Viewed in the light of a constitutionally applied regulation, B&B’s challenge of the evidentiary basis for the Commission’s decision must be sustained.

583 F.2d at 1371-72 (footnote 16 omitted).

The petition for review is granted and the order of the Commission is vacated and set aside.

. § 1926.28 Personal protective equipment.

(a) The employer is responsible for requiring the wearing of appropriate personal protective equipment in all operations where there is an exposure to hazardous conditions or where this part indicates the need for using such equipment to reduce the hazards to the employees.

In the area of safety, ... the Secretary is not restricted by the status quo. He may raise standards which require improvements in existing technologies or which require the development of new technology . ... ” Society of Plastics Industry, Inc. v. OSHA, 509 F.2d 1301, 1309 (2d Cir.), cert. denied, 421 U.S. 992, 95 S.Ct. 1998, 44 L.Ed.2d 482 (1975) (standard prohibits worker exposure to concentrations of vinyl chloride).

For a discussion of standards formulation through administrative rulemaking rather than ad hoc adjudication, see Securities & Exchange Comm’n v. Chenery Corp., 332 U.S. 194, 202, 67 S.Ct. 1575, 1580, 91 L.Ed. 1995 (1947). The Court advised “The function of filling the interstices of the [Holding Company] Act should be performed, as much as possible, through this quasi-legislative promulgation of rules to be applied in the future.”

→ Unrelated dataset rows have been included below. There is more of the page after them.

PR #7129, opened 2024-06-11
fix ocrvs-7099: System crashes occur for all birth statuses in the 'Registration by Status' section under Performance.

anamulhaquemollah:


naftis:
I think the root cause of this bug is that the `StatusMapping` is not mapped to statuses but a "string". 

We have the registration statuses here:
https://github.com/opencrvs/opencrvs-core/blob/fc2594d8e414816f41e00951fb06bb17af2b281a/packages/client/src/utils/gateway.ts#L1953

Could we use them to strictly type this mapping here?
https://github.com/opencrvs/opencrvs-core/blob/a3cffd46528fcb25dc63c08f9bb9f38ec6d202ae/packages/client/src/views/SysAdmin/Performance/reports/operational/StatusWiseDeclarationCountView.tsx#L31

packages/client/src/views/SysAdmin/Performance/WorkflowStatus.tsx
```diff
@@ -529,7 +532,9 @@ function WorkflowStatusComponent(props: WorkflowStatusProps) {
             (eventProgress.registration &&
               eventProgress.registration.status &&
               intl.formatMessage(
-                StatusMapping[eventProgress.registration.status].labelDescriptor
+                StatusMapping[
+                  eventProgress.registration.status as keyof IStatusMapping
+                ]?.labelDescriptor
```
naftis, line 537:
```suggestion
                ].labelDescriptor
```
Now we should know all the statuses are handled

naftis (approved):
Good stuff. Helps refactoring if we have to edit the statuses for any reason. Which is very likely in the future!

Arguments against ad hoc standard setting in application of the Act’s general duty clause are presented in Andrews and Cross, Defending An Employer Against An Alleged Violation of the General Duty Clause, 9 Gonzaga L.Rev. 399, 408-09 (1974); Morey, The General Duty Clause of the Occupational Safety and Health Act of 1970, 86 Harv.L.Rev. 988, 992-93 (1973). But see, National Realty & Constr. Co., Inc. v. OSHRC, 160 U.S.App.D.C. 133, 142, 489 F.2d 1257, 1266 n.37 (1973).

See generally, National Roofing Contractors Ass’n v. Brennan, 495 F.2d 1294 (7th Cir. 1974), discussing promulgation of construction industry standards.

When the Secretary determines the need for a specific standard, he may receive comments from an advisory committee which must include persons qualified by experience and affiliation to present the views of employers and employees in the industry. 29 U.S.C.A. §§ 655, 656(b). The proposed standard is published and interested persons are permitted to submit written comments and may demand a public hearing on the proposal. 29 U.S.C.A. § 655(b)(2), (3).